▸ INSTRUCTIONS FOR THE TASK: Pull out of the data below the stretch of lines bounded by the one containing "- added an integration-style" and the one containing "gotErr != nil", both bounds included, unchanged.

(Stored data entries)
—————

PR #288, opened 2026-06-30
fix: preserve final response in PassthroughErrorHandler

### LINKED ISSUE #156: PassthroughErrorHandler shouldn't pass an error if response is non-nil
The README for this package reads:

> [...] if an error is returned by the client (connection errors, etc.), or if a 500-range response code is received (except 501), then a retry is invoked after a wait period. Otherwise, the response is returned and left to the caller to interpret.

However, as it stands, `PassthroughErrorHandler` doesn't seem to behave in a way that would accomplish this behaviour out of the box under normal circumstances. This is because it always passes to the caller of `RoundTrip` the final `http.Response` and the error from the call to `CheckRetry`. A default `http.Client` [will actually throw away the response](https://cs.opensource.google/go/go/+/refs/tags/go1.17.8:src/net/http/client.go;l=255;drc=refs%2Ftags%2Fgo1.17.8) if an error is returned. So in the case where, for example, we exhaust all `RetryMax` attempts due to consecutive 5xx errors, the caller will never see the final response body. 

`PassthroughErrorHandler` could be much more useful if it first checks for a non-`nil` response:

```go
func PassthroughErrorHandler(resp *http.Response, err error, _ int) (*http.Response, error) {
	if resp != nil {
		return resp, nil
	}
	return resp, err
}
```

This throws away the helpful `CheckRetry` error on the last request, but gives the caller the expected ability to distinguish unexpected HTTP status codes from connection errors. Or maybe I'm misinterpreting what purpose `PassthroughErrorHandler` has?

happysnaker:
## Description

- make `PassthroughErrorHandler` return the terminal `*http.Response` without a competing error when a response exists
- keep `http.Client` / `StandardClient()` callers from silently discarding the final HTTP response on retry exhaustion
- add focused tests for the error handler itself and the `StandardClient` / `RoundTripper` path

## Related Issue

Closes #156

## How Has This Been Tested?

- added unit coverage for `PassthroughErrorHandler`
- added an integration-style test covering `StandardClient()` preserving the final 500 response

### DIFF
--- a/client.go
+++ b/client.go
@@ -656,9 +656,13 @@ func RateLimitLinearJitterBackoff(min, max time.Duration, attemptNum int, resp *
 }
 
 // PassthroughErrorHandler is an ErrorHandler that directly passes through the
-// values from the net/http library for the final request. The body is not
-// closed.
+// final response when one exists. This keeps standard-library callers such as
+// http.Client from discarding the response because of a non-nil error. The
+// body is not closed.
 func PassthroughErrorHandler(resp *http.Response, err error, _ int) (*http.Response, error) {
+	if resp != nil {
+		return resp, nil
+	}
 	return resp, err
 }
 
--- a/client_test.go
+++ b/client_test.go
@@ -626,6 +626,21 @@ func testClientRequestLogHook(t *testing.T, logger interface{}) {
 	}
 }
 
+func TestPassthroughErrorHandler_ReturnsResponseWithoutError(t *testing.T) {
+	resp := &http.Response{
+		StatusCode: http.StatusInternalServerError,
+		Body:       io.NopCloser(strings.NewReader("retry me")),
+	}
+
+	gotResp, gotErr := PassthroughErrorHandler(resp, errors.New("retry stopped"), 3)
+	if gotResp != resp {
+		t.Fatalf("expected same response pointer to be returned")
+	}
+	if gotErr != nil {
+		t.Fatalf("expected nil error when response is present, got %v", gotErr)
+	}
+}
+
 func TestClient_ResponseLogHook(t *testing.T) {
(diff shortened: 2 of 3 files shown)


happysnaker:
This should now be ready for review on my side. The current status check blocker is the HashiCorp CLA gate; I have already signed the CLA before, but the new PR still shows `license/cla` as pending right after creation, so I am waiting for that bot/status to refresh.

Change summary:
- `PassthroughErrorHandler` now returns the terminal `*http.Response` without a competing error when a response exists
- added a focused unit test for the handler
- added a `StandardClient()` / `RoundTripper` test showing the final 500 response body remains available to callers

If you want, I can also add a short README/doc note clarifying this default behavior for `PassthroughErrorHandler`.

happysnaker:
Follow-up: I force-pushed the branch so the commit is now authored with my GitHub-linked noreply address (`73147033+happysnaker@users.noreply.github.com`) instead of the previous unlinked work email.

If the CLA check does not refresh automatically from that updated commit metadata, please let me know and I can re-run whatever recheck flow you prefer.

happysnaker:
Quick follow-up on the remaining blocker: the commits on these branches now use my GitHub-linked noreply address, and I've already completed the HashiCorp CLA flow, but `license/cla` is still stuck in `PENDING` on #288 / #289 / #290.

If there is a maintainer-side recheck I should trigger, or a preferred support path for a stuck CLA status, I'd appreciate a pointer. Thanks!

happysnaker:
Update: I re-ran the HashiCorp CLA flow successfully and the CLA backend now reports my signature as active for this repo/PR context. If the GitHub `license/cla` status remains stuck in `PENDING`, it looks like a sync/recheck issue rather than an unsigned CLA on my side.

—————

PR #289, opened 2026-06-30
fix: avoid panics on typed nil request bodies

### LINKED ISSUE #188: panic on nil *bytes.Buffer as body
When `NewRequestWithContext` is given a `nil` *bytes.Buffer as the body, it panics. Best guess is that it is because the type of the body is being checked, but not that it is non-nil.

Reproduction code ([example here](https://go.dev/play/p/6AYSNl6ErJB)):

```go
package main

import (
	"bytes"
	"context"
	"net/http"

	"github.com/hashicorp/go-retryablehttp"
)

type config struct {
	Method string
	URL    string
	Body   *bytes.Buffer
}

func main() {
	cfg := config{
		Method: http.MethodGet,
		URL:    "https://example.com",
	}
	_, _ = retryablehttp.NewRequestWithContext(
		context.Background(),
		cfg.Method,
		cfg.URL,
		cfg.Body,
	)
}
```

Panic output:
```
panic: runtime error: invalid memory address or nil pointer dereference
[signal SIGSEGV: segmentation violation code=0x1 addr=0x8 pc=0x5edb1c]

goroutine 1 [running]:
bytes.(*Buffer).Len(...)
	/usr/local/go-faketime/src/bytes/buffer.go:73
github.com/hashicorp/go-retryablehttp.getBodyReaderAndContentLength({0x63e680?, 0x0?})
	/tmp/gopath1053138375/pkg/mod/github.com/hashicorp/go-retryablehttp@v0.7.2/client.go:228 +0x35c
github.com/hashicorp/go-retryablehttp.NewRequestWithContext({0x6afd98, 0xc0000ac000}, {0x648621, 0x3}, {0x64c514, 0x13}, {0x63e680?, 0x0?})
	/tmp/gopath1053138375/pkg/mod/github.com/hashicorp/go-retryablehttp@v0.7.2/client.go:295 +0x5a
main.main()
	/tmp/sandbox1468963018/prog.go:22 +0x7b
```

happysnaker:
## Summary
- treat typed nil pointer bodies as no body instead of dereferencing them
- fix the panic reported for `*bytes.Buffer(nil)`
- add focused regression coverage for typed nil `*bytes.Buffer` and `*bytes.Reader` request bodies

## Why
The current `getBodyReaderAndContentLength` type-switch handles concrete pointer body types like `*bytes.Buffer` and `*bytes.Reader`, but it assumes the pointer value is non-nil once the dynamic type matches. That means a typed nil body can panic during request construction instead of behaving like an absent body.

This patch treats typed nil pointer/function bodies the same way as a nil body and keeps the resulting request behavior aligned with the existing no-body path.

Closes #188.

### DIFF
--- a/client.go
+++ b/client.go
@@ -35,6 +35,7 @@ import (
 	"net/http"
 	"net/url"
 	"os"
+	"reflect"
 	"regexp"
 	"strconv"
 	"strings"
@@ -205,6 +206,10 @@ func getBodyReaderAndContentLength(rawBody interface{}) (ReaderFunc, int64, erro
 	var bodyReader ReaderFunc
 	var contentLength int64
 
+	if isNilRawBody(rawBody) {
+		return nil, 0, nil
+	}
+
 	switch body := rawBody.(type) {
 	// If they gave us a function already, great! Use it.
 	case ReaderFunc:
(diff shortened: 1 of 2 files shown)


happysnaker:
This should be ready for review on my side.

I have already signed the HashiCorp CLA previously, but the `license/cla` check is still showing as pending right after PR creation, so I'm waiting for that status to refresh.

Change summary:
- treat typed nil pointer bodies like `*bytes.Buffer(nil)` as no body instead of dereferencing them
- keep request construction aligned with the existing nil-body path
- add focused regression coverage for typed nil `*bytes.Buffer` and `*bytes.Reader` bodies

—————

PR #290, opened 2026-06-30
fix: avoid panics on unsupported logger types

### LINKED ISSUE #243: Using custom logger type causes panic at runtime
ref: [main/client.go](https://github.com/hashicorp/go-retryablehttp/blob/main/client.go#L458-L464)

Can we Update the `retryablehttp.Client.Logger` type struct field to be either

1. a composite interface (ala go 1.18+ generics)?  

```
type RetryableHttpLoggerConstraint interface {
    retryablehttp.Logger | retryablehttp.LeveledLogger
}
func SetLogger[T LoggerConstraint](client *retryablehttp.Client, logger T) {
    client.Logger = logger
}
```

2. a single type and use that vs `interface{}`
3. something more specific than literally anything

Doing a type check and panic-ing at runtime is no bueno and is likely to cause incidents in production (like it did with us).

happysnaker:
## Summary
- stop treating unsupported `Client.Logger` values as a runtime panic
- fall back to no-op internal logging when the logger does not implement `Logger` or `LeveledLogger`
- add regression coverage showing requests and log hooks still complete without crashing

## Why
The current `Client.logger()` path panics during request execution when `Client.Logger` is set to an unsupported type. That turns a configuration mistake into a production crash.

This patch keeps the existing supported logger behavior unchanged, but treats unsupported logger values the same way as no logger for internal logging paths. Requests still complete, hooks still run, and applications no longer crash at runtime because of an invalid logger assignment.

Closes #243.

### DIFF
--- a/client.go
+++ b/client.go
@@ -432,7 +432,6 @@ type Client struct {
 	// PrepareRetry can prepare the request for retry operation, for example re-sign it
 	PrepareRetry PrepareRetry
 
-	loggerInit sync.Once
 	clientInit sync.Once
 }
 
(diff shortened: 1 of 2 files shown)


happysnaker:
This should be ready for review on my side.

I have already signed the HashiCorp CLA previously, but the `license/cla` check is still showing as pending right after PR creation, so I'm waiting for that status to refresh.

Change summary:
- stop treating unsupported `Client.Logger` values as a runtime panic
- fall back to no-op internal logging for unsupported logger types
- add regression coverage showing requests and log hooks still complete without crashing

—————

▸ RESULT OF THE TASK:
- added an integration-style test covering `StandardClient()` preserving the final 500 response

### DIFF
--- a/client.go
+++ b/client.go
@@ -656,9 +656,13 @@ func RateLimitLinearJitterBackoff(min, max time.Duration, attemptNum int, resp *
 }
 
 // PassthroughErrorHandler is an ErrorHandler that directly passes through the
-// values from the net/http library for the final request. The body is not
-// closed.
+// final response when one exists. This keeps standard-library callers such as
+// http.Client from discarding the response because of a non-nil error. The
+// body is not closed.
 func PassthroughErrorHandler(resp *http.Response, err error, _ int) (*http.Response, error) {
+	if resp != nil {
+		return resp, nil
+	}
 	return resp, err
 }
 
--- a/client_test.go
+++ b/client_test.go
@@ -626,6 +626,21 @@ func testClientRequestLogHook(t *testing.T, logger interface{}) {
 	}
 }
 
+func TestPassthroughErrorHandler_ReturnsResponseWithoutError(t *testing.T) {
+	resp := &http.Response{
+		StatusCode: http.StatusInternalServerError,
+		Body:       io.NopCloser(strings.NewReader("retry me")),
+	}
+
+	gotResp, gotErr := PassthroughErrorHandler(resp, errors.New("retry stopped"), 3)
+	if gotResp != resp {
+		t.Fatalf("expected same response pointer to be returned")
+	}
+	if gotErr != nil {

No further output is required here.